PROVIDED ENTRIES:
PR #394, opened 2026-07-10
Drop keras_hub runtime dependency with an internal ReversibleEmbedding

oarriaga:
## What

`ReversibleEmbedding` from `keras_hub` was the only runtime use of keras_hub in
paz — imported by the Whisper and Gemma4 foundation models. This adds an
internal equivalent in `paz.models.transformers.embeddings.reversible` and
points both models at it.

After this, importing and running Whisper/Gemma4 no longer requires keras_hub.
It stays an optional dependency only for the offline weight-conversion tool
(`gemma4/conversion.py`) and the opt-in parity tests, which already
`pytest.importorskip` it and skip cleanly when it is absent.

## Scope

Only the ReversibleEmbedding dependency. TFP and Keras 3 are untouched.

The internal layer reproduces the non-quantized behavior both models actually
use: forward embedding lookup and a reverse projection to the vocabulary, tied
(default) or untied. The quantization / soft-cap / reverse-dtype machinery from
keras_hub is dropped as unused — Gemma applies its soft-cap externally via the
existing `logits.soft_cap`.

## Verification

- Bit-for-bit parity against `keras_hub.layers.ReversibleEmbedding`: forward
  exact, reverse max abs diff `0.0`, for both tied and untied weights.
- New co-located `reversible_test.py` (self-contained, no keras_hub).
- `pytest paz/models/transformers/embeddings/ whisper_test.py
  gemma4/model_test.py`: 16 passed, 3 skipped (weights-only), on
  `KERAS_BACKEND=jax`. Models build, save, and load with the internal layer.
- pyflakes clean.

### DIFF
--- a/paz/models/foundation/gemma4/model.py
+++ b/paz/models/foundation/gemma4/model.py
@@ -8,7 +8,7 @@ from keras import Model, ops
 from keras.initializers import VarianceScaling
 from keras.layers import Embedding, EinsumDense, Input
 from keras.utils import get_file
-from keras_hub.layers import ReversibleEmbedding
+from paz.models.transformers.embeddings.reversible import ReversibleEmbedding
 
 from paz.models.transformers import cache as kv_cache
 from paz.models.transformers.logits import soft_cap as apply_soft_cap
--- a/paz/models/foundation/whisper/model.py
+++ b/paz/models/foundation/whisper/model.py
@@ -7,7 +7,7 @@ from keras.activations import gelu
 from keras.layers import Input, Conv1D, Dropout, Add, Lambda
 from keras.layers import LayerNormalization
 from keras.utils import get_file
-from keras_hub.layers import ReversibleEmbedding
+from paz.models.transformers.embeddings.reversible import ReversibleEmbedding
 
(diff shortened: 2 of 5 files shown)


oarriaga:
### Additional validation: GPU + end-to-end model outputs

Ran on an NVIDIA RTX A4000 (JAX `default_backend == gpu`).

**Layer parity vs `keras_hub.layers.ReversibleEmbedding`** (same weights):

| device | tie_weights | forward max|diff| | reverse max|diff| |
|--------|-------------|------------------|------------------|
| GPU | True  | 0.0 | 0.0 |
| GPU | False | 0.0 | 0.0 |
| CPU | True  | 0.0 | 0.0 |
| CPU | False | 0.0 | 0.0 |

**End-to-end model outputs** — built each model twice (internal layer vs
keras_hub), identical weights, compared outputs on GPU. Both exercise the
`reverse=True` logits projection:

- Whisper `WhisperDecoderStep`: logits max abs diff `0.0`, cache `0.0`.
- Gemma4 `Gemma4DecoderStep`: logits max abs diff `0.0`, cache `0.0`.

ABOUT THIS TASK: Start with the line above that contains "exact, reverse max" and stop after the line that contains "skipped (weights-only), on". Output those lines exactly, and only those.

THE ANSWER:
  exact, reverse max abs diff `0.0`, for both tied and untied weights.
- New co-located `reversible_test.py` (self-contained, no keras_hub).
- `pytest paz/models/transformers/embeddings/ whisper_test.py
  gemma4/model_test.py`: 16 passed, 3 skipped (weights-only), on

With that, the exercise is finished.